## YOUR GOAL
Read through the records below and copy each line that uses the word "ikmdev".

============================================================

PR #445, opened 2025-05-09
Add enum with actions and change onAction API to allow different consumers

jperedadnr:
This PR allows the user to open a concept Window by selecting the Open in Workspace action of the ContextMenu that shows up when a a single selection is done in the concept navigator control.

But it also redefines the `KLConceptNavigatorControl::onActionProperty` API, by adding an enum with the list of possible actions from the context menus that are shown when a single or multiple selection are done in the control.

For each action, the developer that uses this control has to provide a consumer of the item(s) affected by the selection, like opening it/them in the workspace.

For the related concepts action, a new API has been added to the ConceptNavigatorTreeItem, so each item can have a list of related concepts. This should be filled when the treeItem is created, for instance, or via Navigator (TODO).

### DIFF
--- a/application/src/test/java/dev/ikm/komet/sampler/controllers/SamplerConceptNavigatorController.java
+++ b/application/src/test/java/dev/ikm/komet/sampler/controllers/SamplerConceptNavigatorController.java
@@ -34,6 +34,8 @@ import javafx.scene.control.TreeItem;
 import javafx.scene.input.Dragboard;
 import javafx.scene.input.TransferMode;
 import javafx.scene.layout.VBox;
+import org.slf4j.Logger;
+import org.slf4j.LoggerFactory;
 
 import java.util.ArrayList;
 import java.util.Arrays;
@@ -47,6 +49,8 @@ import static dev.ikm.komet.kview.controls.KLConceptNavigatorTreeCell.CONCEPT_NA
 import static dev.ikm.komet.preferences.JournalWindowPreferences.MAIN_KOMET_WINDOW;
 
 public class SamplerConceptNavigatorController {
+
+    private static final Logger LOG = LoggerFactory.getLogger(SamplerConceptNavigatorController.class);
 
     @FXML
     private Label samplerDescription;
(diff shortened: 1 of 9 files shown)


application/src/test/java/dev/ikm/komet/sampler/controllers/SamplerConceptNavigatorController.java
```diff
@@ -189,22 +197,39 @@ public void initialize() {
...
+            case SHOW_RELATED_CONCEPTS -> {
+                // Dummy, for now just add the parents of the selected item as related content:
+                TreeItem<ConceptFacade> selectedItem = conceptNavigatorControl.getSelectionModel().getSelectedItem();
+                if (selectedItem != null) {
+                    conceptNavigatorControl.getNavigator().getParentNids(selectedItem.getValue().nid());
+                    List<ConceptFacade> list = Arrays.stream(conceptNavigatorControl.getNavigator().getParentNids(selectedItem.getValue().nid())).boxed()
+                            .map(nid -> (ConceptFacade) Entity.getFast(nid)).toList();
+                    ((ConceptNavigatorTreeItem) selectedItem).setRelatedConcepts(list);
+                }
+                yield i -> System.out.println("Click! on " + i.description());
```
carldea, line 215: Can we add Logger instead?

kview/src/main/java/dev/ikm/komet/kview/mvvm/view/journal/JournalController.java
```diff
@@ -959,10 +961,30 @@ public void loadConceptNavigatorPanel() {
...
+            case SHOW_RELATED_CONCEPTS -> {
+                // Dummy, for now just add the parents of the selected item as related content:
+                TreeItem<ConceptFacade> selectedItem = conceptNavigatorControl.getSelectionModel().getSelectedItem();
+                if (selectedItem != null) {
+                    conceptNavigatorControl.getNavigator().getParentNids(selectedItem.getValue().nid());
+                    List<ConceptFacade> list = Arrays.stream(conceptNavigatorControl.getNavigator().getParentNids(selectedItem.getValue().nid())).boxed()
+                            .map(nid -> (ConceptFacade) Entity.getFast(nid)).toList();
+                    ((ConceptNavigatorTreeItem) selectedItem).setRelatedConcepts(list);
+                }
+                yield i -> System.out.println("Click! on " + i.description());
```
carldea, line 979: Can we use a logger to output to the console?

application/src/test/java/dev/ikm/komet/sampler/controllers/SamplerConceptNavigatorController.java
jperedadnr: done

kview/src/main/java/dev/ikm/komet/kview/mvvm/view/journal/JournalController.java
jperedadnr: done

carldea (approved):
@jperedadnr Excellent work! 
Now it is much more flexible for the user of the API.

PR #446, opened 2025-05-09
Feature/finished/iia 1970 type ahead reference component

dukke:
Fixes: 
- https://ikmdev.atlassian.net/browse/IIA-1970
- https://ikmdev.atlassian.net/browse/IIA-1723

### DIFF
--- a/application/pom.xml
+++ b/application/pom.xml
@@ -4,7 +4,7 @@
     <parent>
         <groupId>dev.ikm.komet</groupId>
         <artifactId>komet-parent</artifactId>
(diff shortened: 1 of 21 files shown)


carldea (approved):
Looks good to me!
The user will be more productive.
 ;-)

dukke:
> Looks good to me! The user will be more productive. ;-)

Thanks @carldea ! Your tip on calling toProxy() was very valuable back when I was creating the AutoCompleteTextField and needed to use an EntityProxy rather than a ConceptFacade.

PR #450, opened 2025-05-12
Feature/finished/iia 1324 field name from meaning

dholubek:
https://ikmdev.atlassian.net/browse/IIA-1324

disabling the user from entering the display name and deriving this from the meaning.description() text

image


carldea (approved):
looks good to me!

PR #454, opened 2025-05-12
Add support for drag and drop concepts into the concept navigator

jperedadnr:
Based on the same mechanism used to expand the treeView when hovering/selecting search results.


carldea (approved):
Looks good to me.

PR #457, opened 2025-05-13
IIA-1965-Exception-Triggered-When-Submitting-Semantic-After-Removing-Concept-from-CSET-CLIST

swaroopsalvi:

============================================================

## ANSWER TO THIS PROBLEM
- https://ikmdev.atlassian.net/browse/IIA-1970
- https://ikmdev.atlassian.net/browse/IIA-1723
https://ikmdev.atlassian.net/browse/IIA-1324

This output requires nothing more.